Chair of the council's environmental committee Joe Carr said community opposition to 1080 was a complication, but was not insurmountable. He said a recent team effort to save Warawara forest in Hokianga was a stellar example of what could be achieved when DoC, iwi, charities and the regional council worked together.
Like most DoC forests in the north, Warawara is surrounded by private and Maori land.

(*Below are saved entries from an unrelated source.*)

PR #279, opened 2016-02-16
Settings ex import

AdrianLxM:
This is @jamorham 's im-/export functionallity (https://github.com/StephenBlackWasAlreadyTaken/xDrip-Experimental/pull/266) with some small changes:
- export settings to a subdirectory of the one we use for csv and database exports
- no recursive deletion of the export directory
- added Nav-Drawer to the Import/Export-Activity instead of floating close button
- adopted Import/Export-Activity to small screens
- grouped all export/import items in the menu

### DIFF
--- a/app/src/main/AndroidManifest.xml
+++ b/app/src/main/AndroidManifest.xml
@@ -220,6 +220,10 @@
         <activity
             android:name=".FollowerManagementActivity"
             android:label="Manage Followers" />
+        <activity
+            android:name=".utils.SdcardImportExport"
+            android:noHistory="true"
+            android:label="Settings on external storage" />
 
         <service
             android:name=".Services.SnoozeOnNotificationDismissService"
--- a/app/src/main/java/com/eveningoutpost/dexdrip/Home.java
+++ b/app/src/main/java/com/eveningoutpost/dexdrip/Home.java
@@ -44,6 +44,7 @@ import com.eveningoutpost.dexdrip.UtilityModels.Intents;
 import com.eveningoutpost.dexdrip.stats.StatsResult;
 import com.eveningoutpost.dexdrip.utils.ActivityWithMenu;
 import com.eveningoutpost.dexdrip.utils.DatabaseUtil;
+import com.eveningoutpost.dexdrip.utils.SdcardImportExport;
 import com.eveningoutpost.dexdrip.wearintegration.WatchUpdaterService;
 import com.nispok.snackbar.Snackbar;
 import com.nispok.snackbar.SnackbarManager;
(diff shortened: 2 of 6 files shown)


jamorham:
This looks good to me. `ScrollView` is a good addition, menu layout looks sensible to integrate with existing import/export features and consistent directory path with `getExternalDir()`.

tzachi-dar:
Nice job jamorham and AdrianLxM.

2 things that I think need to be changed:

1) "Settings to external storage". I think it needs to show that is also "Settings from external storage". Not sure if this can be done given the limited space.

2) This activity works on the file /sdcard/xdrip/settingsExport.
Since people might use this to pass xDrip from phone to phone, I believe that the text should mention this file location.
For example: "The settings will be stored/restored from the directory "/sdcard/xdrip/settingsExport.  Please make sure it is there before restoring".

Also when setting, the text used is sdcard'/xdrip/SettingsExport'. This should be '/sdcard/xdrip/SettingsExport'

Thanks
Tzachi

AdrianLxM:
@tzachi-dar 

ad 1) you click "Im/Export..." and then "Settings to external storage" we could make that:
 "Im/Export..." and then "Im/Export Settings"

ad 2 and 3) It actually works on the same external storage directory where the databases (and logcats?) are exported to. So "sdcard" is not necessarily part of the path.
On modern phones (that we all use) there always is an external storage - if not an sdcard it will be the built in external storage. Just some Android distros allow to restrict the access - but then the user knows what he is doing.

But actually I don't care much what the text says: Just tell me what you would like and I'll put it ;)

tzachi-dar:
As for (1) go with it :-)

As for 2, please add:
"The settings will be stored/restored from the directory '" + getCustomSDcardpath() +  "' +/sdcard/xdrip/settingsExport. Please make sure it is there before restoring".

As for 3, please replace:
toast("Preferences saved in sdcard '/xdrip/settingsExport' ");
toast("Preferences saved in ' " + getCustomSDcardpath() +" ' " ); // remove the spaces, I have added a space between ' and " because otherwise it is unreadable

AdrianLxM:
I think that something like "/storage/emultated/0/xdrip/settingsExport" will confuse people as most android file managers won't show it like this. Neither does it show like this when connecting to a PC via data cable.
But ok, I'll put it like this - people will ask of Facebook anyways.

tzachi-dar:
I believe that if this is what it will be showing, than don't change what you have...

AdrianLxM:
Ok, I updated the menu names.
Also added the directory path to the "could not open..." toast.

PR #282, opened 2016-02-19
Multilanguage support

viktor-r-r:
Some text has been transferred to "strings.xml"
and has been translated into Russian (values-ru)


tzachi-dar:
Hi, 

It seems that there are many files that are not related to the translation, and should not be really checked in.

Looking at the zip file that you have sent, it seems that you have added 3 files in the directory:
xDrip-multilangsupp.zip\xDrip-master\app\src\main\res\values-ru

Are there more files that should be added?

tzachi-dar:
Hi,

I went over the pr that you have sent and also the zip file that you have sent me.

It seems that this are based on very old xDrip version, and are therefore not usable.

In order to be able to translate xDrip to ru and also many other languages, I advise that you will do the following:

1) update to the latest xDrip master code.
2) Create a new PR that is based on this code.

My advise is that you will start with smaller (and simpler) PRs that we can review and merge fast.

Does this sound reasonable?

AdrianLxM:
Yes, it looks like it is based on a version that is around commit number 220. For comparison the current master has 1149 commits.

I actually like what you did @viktor-r-r, unfortunately it is not mergable. Could you please base this on the current master of xDrip-Experimental. The basics of Git are not hard. The basic steps are
- Fork the repository - on Github
- Clone your fork to your local system - git console `git clone ...`
- Do the changes
- call `git add ...` on the files you've changed
- call `git commit`
- call `git push` to push things back to github
- on github do a pull request

PR #285, opened 2016-02-23
Fix for issue ascending alert switches of the radio/mp3.

tzachi-dar:
The root cause of this bug was that we have been creating the media player on a thread that was dying soon after.

The solution is to call it from the UI thread.

This was heavily tested on 4.4.4. Will test it on 5.1 tomorrow. 

This pr still has some printing and it also uses very low volume, in order not to drive me nuts when testing it.

### DIFF
--- a/app/src/main/java/com/eveningoutpost/dexdrip/UtilityModels/AlertPlayer.java
+++ b/app/src/main/java/com/eveningoutpost/dexdrip/UtilityModels/AlertPlayer.java
@@ -63,7 +63,7 @@ class MediaPlayerCreaterHelper {
         
         try {
             synchronized(lock1_) {
-                while(mplayerCreated_ = false) {
+                while(mplayerCreated_ == false) {
                    
                         lock1_.wait();
                 }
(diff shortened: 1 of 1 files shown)


app/src/main/java/com/eveningoutpost/dexdrip/UtilityModels/AlertPlayer.java
```diff
@@ -19,8 +22,64 @@
...
+                    }
+                    
+                }
+            }
+        };
+        mainHandler.post(myRunnable);
+        
+        try {
+            synchronized(lock1_) {
+                while(mplayerCreated_ == false) {
```
AdrianLxM, line 66: Can we be sure here, that we are not on the same Thread that the mainLooper is on, what could lead to a race condition where we block the runnable (mediaPlayer-producer) from being executed? (I don't know if one thread can have several loopers or message queues.)

tzachi-dar, line 66: This code will only run if we are not on the ui thread.
See the function isUiThread().

tzachi-dar:
By the way, any ideas how to debug the anr problem? (reported in the bug)?

AdrianLxM:
Please tell me, when the pr is in the final state. I'd like to test it on a live system.

tzachi-dar:
OK, you can start testing.

AdrianLxM:
Works fine on my test system. I'd merge it.

PR #286, opened 2016-02-25
Make sure that the hour and date pickers are combined.

tzachi-dar:

Simple code to make sure that on start sensor the two pickers work together.

This is something that was annoying me from day one, happy to finally fix it.

### DIFF
--- a/app/src/main/java/com/eveningoutpost/dexdrip/StartNewSensor.java
+++ b/app/src/main/java/com/eveningoutpost/dexdrip/StartNewSensor.java
@@ -23,7 +23,18 @@ public class StartNewSensor extends ActivityWithMenu {
     private Button button;
     private DatePicker dp;
     private TimePicker tp;
+    
+    private int last_hour;
 
+    void AddDays(int numberOfDays) {
+        Calendar calendar = Calendar.getInstance();
+        calendar.set(dp.getYear(), dp.getMonth(), dp.getDayOfMonth(),
+        tp.getCurrentHour(), tp.getCurrentMinute(), 0);
+        
+        calendar.add(Calendar.DAY_OF_YEAR, numberOfDays);
+        dp.updateDate(calendar.get(Calendar.YEAR), calendar.get(Calendar.MONTH), calendar.get(Calendar.DAY_OF_MONTH));
+    }
+    
     @Override
     protected void onCreate(Bundle savedInstanceState) {
         super.onCreate(savedInstanceState);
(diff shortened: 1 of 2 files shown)


AdrianLxM:
This is a behaviour I would really dislike.

First I choose the date, then I choose the time... and then I have to correct the date again as the time picker changed the date. With the additional problem that you can't see the when you have scrolled down to the hour picker on small devices you can't see the date picker.

app/src/main/java/com/eveningoutpost/dexdrip/StartNewSensor.java
```diff
@@ -23,7 +23,18 @@
     private Button button;
     private DatePicker dp;
     private TimePicker tp;
-
+    
+    private int last_hour;
+
+    void AddDays(int numberOfDays) {
```
AdrianLxM: this should be `addDays`

AdrianLxM:
A possibility could be to have the time picker above the date picker?

tzachi-dar:
OK, replaced the order, time is now first.

Please let me know if this looks good.

AdrianLxM:
Today I would have fallen for this trap again :/

I sometimes start the sensor just a bit over 24 hours after insertion - sometimes I wait 48 hours until I switch transmitters.
The bad translation and handling of "am" and "pm" and that 16:00 can be before 10:00 (and therefore cause a day jump) certainly has it's influence. Could you make the spinner adopt to 24 hour format, please?
If I'm not mistaken, `tp.setIs24HourView(android.text.format.DateFormat.is24HourFormat(getApplicationContext()));` in `onCreate()` should suffice. (Not tested, not written in an IDE.)

tzachi-dar:
I'll change that to 24 hours format, and if you fill it is still problematic I can add a checkbox saying link the date and time pickers.
Since it will only be in this dialog it will not add anything else to the settings.

tzachi-dar:
OK, made the time viewer use 24 hour format.

AdrianLxM:
I'm fine with always 24h format. But how about the US guys?
`android.text.format.DateFormat.is24HourFormat(getApplicationContext())` should return `true` if the user setting in the phone are 24h format and `false` otherwise.

tzachi-dar:
I thought that you wanted to always have it to 24 hours.
what are the setting on your phone?

tzachi-dar:
OK, fixed it to match the settings on the phone.

tzachi-dar:
Ok, seems that setting the picker to use 24 hours format was causing a crash when rotating the phone when the dialog was opened.

following http://stackoverflow.com/questions/25880638/rotating-android-device-while-viewing-dialog-preference-with-timepicker-or-numbe, the fix was trivial.

Also added a button to make this entire "feature" optional.

Please let me know if there are any more comments.

PR #296, opened 2016-03-16
Fix crash when serice gets stopped and restarted by the system

AdrianLxM:


tzachi-dar:
Seems reasonable, although I'm not familiar with wear code.

PR #297, opened 2016-03-22
Add snooze action to BG alerts and increase priority to MAX

sachams:
- Adding the snooze action makes it much easier to snooze the alarm, especially in the middle of the night
- It also shows up on your Wear watch
- Increasing the priority to PRIORITY_MAX means that you can turn off notifications at night, apart from priority BG alarms
- It also means that the notification will definitely show up - on some devices only PRIORITY_MAX notifications will actually display a HUD notification.


tzachi-dar:
Going directly into snoozing, makes snoozing much simpler, but you don't really know what you are snoozing. (you can not see the graph, or even the bg value itself).
Can you make that configurable so that everyone will have the possibility to use that or not?
(please add one more checkbox on "bg alerts setting").

Thanks
Tzachi

sachams:
good point! Sure, will do.

AdrianLxM:
I'm on holidays so it might take some time ( at least 2 weeks) until I fully can look this through, sorry.

Could you please explain what will change?
At the moment you can simply swipe away the notification on the wear watch and it will snooze the alarm for the default period. Can you now swipe to the left and press "open on phone" to snooze it without waiting the time you can restore the "Notification card" on the watch (or doing the famous swipe right+up+right combination for quick dismissal)?

The `PRIORITY_MAX` did not work for me. I therefore introduced a not noticeable vibration pattern what made the Notification always appear.

sachams:
Hi,

Snooze action change
I found that my phone would make a noise/vibrate but no notification would be displayed. I had to open xDrip and go to the snooze page to snooze it. This change adds a snooze action to the notification so you can just press the button on the notification to do the default snooze. On the Wear watch you can swipe to the left and click on the snooze button to snooze. Swiping the notification on my watch didn’t seem to halt the alarm.

PRIORITY_MAX change
If you want to get BG alerts during the night, but don’t want to get alerts when you get a new SMS, then currently you have to turn off all the things you don’t want to get alerted about, and leave the xDrip alert on. This change makes the priority for BG alerts to MAX. This means you can set “only show priority notifications” on your phone between (e.g.) 22:00 and 07:00 and you get BG alerts but not texts.

To make PRIORITY_MAX appear on al devices you also have to set a vibrate pattern - just setting PRIORITY_MAX by itself doesn’t seem to work :-/ So you might be able to use a simple notification with PRIORITY_MAX and a repeating vibrate pattern.

AdrianLxM:
Thanks a lot @sachams for the PR and the explanation :)

From the explanation it looks like a good addition to me. Swiping the notification halts the alarm but only after the time in which you can restore the notification on the watch has run out.This can be a long time during the night though if you don't want to wake your spouse. I've formed the habit of swiping the alarm, semi-restoring it (just until the restore button) and then swiping the button... this speeds up things.
But a left-swipe+button press is definitely more convenient.

@tzachi-dar
I believe that we don't lose any functionality this way (You can still do it the conventional way - it is "just" an added button, isn't it?). And from the notification text we can also see what alarm we are "quick snoozing".
I will check (especially the wear part) after the Easter Holidays.

tzachi-dar:
@Adrian, if I understand that correctly, on a table that is always open with xDrip this means that on alert, the screen will change from displaying the graph to displaying the snooze activity.
Personally, it is more important to me to see the graph in the case of alert, so I have asked to make that configurable.

sachams:
cool. I might have a look at the alert text too, to make sure we can convey the best info in the alert, so that when you snooze you know what you are snoozing.

And for me too the driver was that if it happens too much your partner is going to get really annoyed!

tzachi-dar:
The way I understand it, when alert is played, the dialog will change to the snooze.
I'll try that tonight to see how that actually works.

By the way, as for the partner issue, well, I sometimes pretend to sleep wait for her to wake up...

tzachi-dar:
Didn't have the time to test that today, will try to do that tomorrow.

tzachi-dar:
OK, looked at it today more deeply.

Basically there are 3 changes here:

1) raising alert priority.
2) Adding a button to the bg alerts.
3) Adding a button to the snooze alert.

# My response:

0) There is also the calibration alert that needs to have the same treatment as the other alerts.
1) raising alert priority, I want to play with it some more to understand it better.
2) Adding a button on bg alert. Well, this looks good. I don't have an objection to adding it.
3) Other alerts:
  a - on a phone, it is only possible to snooze the alert with the default snooze. So, on a phone I don't think that this button is needed. If it is needed for a watch, then let's add it.
  b - In order to snooze these alerts, there is no need to open the snooze activity. Actually, this alerts are being created already snoozed, so you just need to silence them. running the snooze activity in this case is not needed and you only need to silence them. So in the case of other alerts, you need to open the home activity directly.

Does this make sense?

Thanks
Tzachi

PR #8192, opened 2023-05-28
Fix downstream grenade duping bug

WeNeedMorePhoron:
## About The Pull Request
This fix the bug as of 1 year ago on Eris where firing a grenade launcher at certain angle into wall lead to server crashing and duping. 

Can't replicate this anymore on current Eris code but replicated it downstream while porting it over on old code. This happen if you fire a grenade launcher at certain angle between two walls.

Can't go wrong with not firing grenade effect when qdeleted.

## Why It's Good For The Game
Prevent possible crash

## Testing

- Spawned living/carbon/human

- Fired 12 rounds of frag and stings into the wall. Nothing wrong 
- Also tested downstream

## Changelog
:cl:
fix: Fixed a possible crash / lagfest when grenade launcher are fired at certain angles
/:cl:

### DIFF
--- a/code/modules/projectiles/projectile/projectilegrenades.dm
+++ b/code/modules/projectiles/projectile/projectilegrenades.dm
@@ -12,13 +12,18 @@
 
 /obj/item/projectile/bullet/grenade/Move()	//Makes grenade shells cause their effect when they arrive at their target turf
 	if(get_turf(src) == get_turf(original))
+		if(QDELETED(src)) return
+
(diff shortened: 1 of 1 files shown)


Humonitarian:
I recall we actually fixed this bug by changing grenade behaviour. Can't recall which PR, but I'll keep an eye out for it.

WeNeedMorePhoron:
Got it. Closing the PR. We will have it downstream with a sync soon.

PR #8193, opened 2023-05-28
Shotgun ammo packets and short magazine

maikilangiolo:
## About The Pull Request
Adds a 40-round ammo packet and an 8-round magazine for shotguns. Bumps the shotgun ammo box to 160 rounds (4 times the package capacity, which is in line with rifles: 60 rnd packets and 240 (60x4) rnd boxes), and the drum to 16 rounds. Both got a size upgrade in line with existing examples: the shotgun drum is normal sized like the .20 and .30 drums, and the shotgun ammo box is bulky like the rifle ammo boxes.
packets
bullet

## Why It's Good For The Game
8 round magazine is too small for magazine fed shotguns. Tube fed shotguns have the advantage of being able to be topped off, while magazine shotguns need to swap mag, empty or not, if they want to reach full capacity. loose ammo shells are also easier to carry vs magazines, and you can grab a handful of shells to reload in a pinch instead of having to reload the magazine.
At the same time, the addition of ammo packets means tube fed shotguns keep their advantage of easy ammo carry, and means they dont bite the dust compared to, say, revolvers which have essentially the same ammo capacity (i.e. kammerer is 5 rounds, DB is 2, and regulator 9, and a revolver is 6 to 8 shots) but have packets to carry bulk ammo. 30 rounds for the boxes was too small, so a bulky ammo box fits 160 shells, or you can carry the smaller packets around for some less ammo. I chose 40 rounds in the packets because it is both a nice, round number and a multiple of 8, which corresponds with the short magazine capacity, so each packet reloads full magazines instead of some full and one partial magazine, in line with all other packets and magazines.

## Testing
Immagine 2023-05-29 115410

## Changelog
:cl:
add: added 40-round shotgun ammo packets
add: added a short, 8-round shotgun magazine
balance: shotgun ammo boxes are now bulky and fit 160 shells
balance: shotgun drums are now normal sized and fit 16 shells
fix: fixed the confusing name for slugs in the trade stations
balance: hellcat now only sells shotgun ammo packets. unlock higher ammo stations for the boxes
balance: the crafting station can craft scrap ammo shotgun boxes for 30 points each. Only high MECH characters can craft them.
/:cl:


assortedbeads:
>shotgun buffs

I used to pray for days like this

maikilangiolo:
> Code is fine but i'm not sure we need 160 shotgun shells in a packet.

The 160 one isn't a packet, it's a box. It's bulky, so just like the 240 round rifle box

Where landowners do not agree to use 1080 for the initial pest knockdown, DoC can not make a case for funding. Even if it wiped out the possums on its own forest, the pests would quickly reinvade from surrounding private land.
But Mr Carr said the kaitiaki of Warawara, Te Rarawa had consulted intensively in the past three years with hapu about the options to save their ancestral forest, and finally agreed to aerial 1080 drops, followed by ongoing trapping.
The funding came from DoC, the council and the Tindall Foundation.
Mr Carr said while Warawara was a success story, it was the exception, and other forests such as Herekino were dying because local communities were set against 1080.
"I've got friends who are passionately against 1080 , and I've got to say that most of them have a vested interest," he said.
"They want to see their favourite pests thrive in the bush. It's the pigs; and in other parts of New Zealand it's the deer. but I think in Northland with the collapse of our forests, we've got to work out, do we want a pig farm and a possum farm, or do we want our bush? "
Forest & Bird estimates it would cost up to $20 million over 10 years to save Northland's forests, using aerial 1080 drops and follow-up pest control.